▶ Exercise details: Would you please return the lines of the material that contain the word "self"?

▶ Exercise materials:
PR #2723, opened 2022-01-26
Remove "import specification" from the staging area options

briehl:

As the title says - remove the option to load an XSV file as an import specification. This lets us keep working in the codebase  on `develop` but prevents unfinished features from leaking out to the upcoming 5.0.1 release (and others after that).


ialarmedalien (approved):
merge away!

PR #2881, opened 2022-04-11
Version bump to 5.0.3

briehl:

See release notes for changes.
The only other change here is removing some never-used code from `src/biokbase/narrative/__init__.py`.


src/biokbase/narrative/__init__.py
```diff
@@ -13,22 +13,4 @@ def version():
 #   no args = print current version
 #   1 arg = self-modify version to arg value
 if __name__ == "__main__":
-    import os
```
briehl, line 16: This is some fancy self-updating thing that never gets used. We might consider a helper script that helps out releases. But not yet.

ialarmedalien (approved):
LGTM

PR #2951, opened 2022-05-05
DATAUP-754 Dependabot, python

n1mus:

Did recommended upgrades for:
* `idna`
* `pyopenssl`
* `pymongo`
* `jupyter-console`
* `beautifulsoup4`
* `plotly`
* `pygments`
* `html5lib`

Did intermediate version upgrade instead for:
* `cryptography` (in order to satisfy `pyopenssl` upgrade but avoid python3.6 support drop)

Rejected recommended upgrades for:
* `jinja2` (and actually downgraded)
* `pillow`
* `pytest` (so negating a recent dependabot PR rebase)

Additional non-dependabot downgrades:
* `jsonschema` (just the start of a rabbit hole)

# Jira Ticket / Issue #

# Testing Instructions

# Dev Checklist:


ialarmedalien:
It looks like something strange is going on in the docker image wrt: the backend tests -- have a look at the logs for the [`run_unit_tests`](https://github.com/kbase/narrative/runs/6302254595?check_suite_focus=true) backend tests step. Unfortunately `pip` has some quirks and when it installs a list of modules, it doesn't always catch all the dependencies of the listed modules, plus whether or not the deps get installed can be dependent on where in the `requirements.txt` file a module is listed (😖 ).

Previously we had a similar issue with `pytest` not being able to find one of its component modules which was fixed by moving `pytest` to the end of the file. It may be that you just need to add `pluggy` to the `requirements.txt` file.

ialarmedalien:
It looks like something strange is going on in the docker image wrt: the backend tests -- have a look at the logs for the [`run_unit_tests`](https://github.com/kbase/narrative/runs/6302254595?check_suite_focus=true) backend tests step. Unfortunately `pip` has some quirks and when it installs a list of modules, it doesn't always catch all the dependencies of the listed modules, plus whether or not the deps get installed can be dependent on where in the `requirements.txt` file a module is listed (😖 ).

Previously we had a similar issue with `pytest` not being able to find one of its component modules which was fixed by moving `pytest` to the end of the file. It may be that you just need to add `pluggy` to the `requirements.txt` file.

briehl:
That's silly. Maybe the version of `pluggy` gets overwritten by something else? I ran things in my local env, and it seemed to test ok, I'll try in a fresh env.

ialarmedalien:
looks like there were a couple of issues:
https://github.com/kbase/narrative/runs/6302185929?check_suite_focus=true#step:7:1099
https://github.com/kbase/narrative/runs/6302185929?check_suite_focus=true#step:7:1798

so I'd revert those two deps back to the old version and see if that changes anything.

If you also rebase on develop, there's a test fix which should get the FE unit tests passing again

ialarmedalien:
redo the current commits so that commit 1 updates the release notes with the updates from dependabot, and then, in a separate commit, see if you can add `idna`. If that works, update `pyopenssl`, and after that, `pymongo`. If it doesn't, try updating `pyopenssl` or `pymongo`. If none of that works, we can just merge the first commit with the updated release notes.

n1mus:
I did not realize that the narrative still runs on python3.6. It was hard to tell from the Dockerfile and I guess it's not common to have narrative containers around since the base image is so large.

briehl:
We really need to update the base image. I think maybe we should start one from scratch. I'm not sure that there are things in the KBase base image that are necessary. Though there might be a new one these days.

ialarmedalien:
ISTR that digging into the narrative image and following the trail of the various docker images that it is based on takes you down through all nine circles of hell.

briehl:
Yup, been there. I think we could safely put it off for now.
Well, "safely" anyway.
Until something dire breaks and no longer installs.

▶ Expected output:
 #   1 arg = self-modify version to arg value
briehl, line 16: This is some fancy self-updating thing that never gets used. We might consider a helper script that helps out releases. But not yet.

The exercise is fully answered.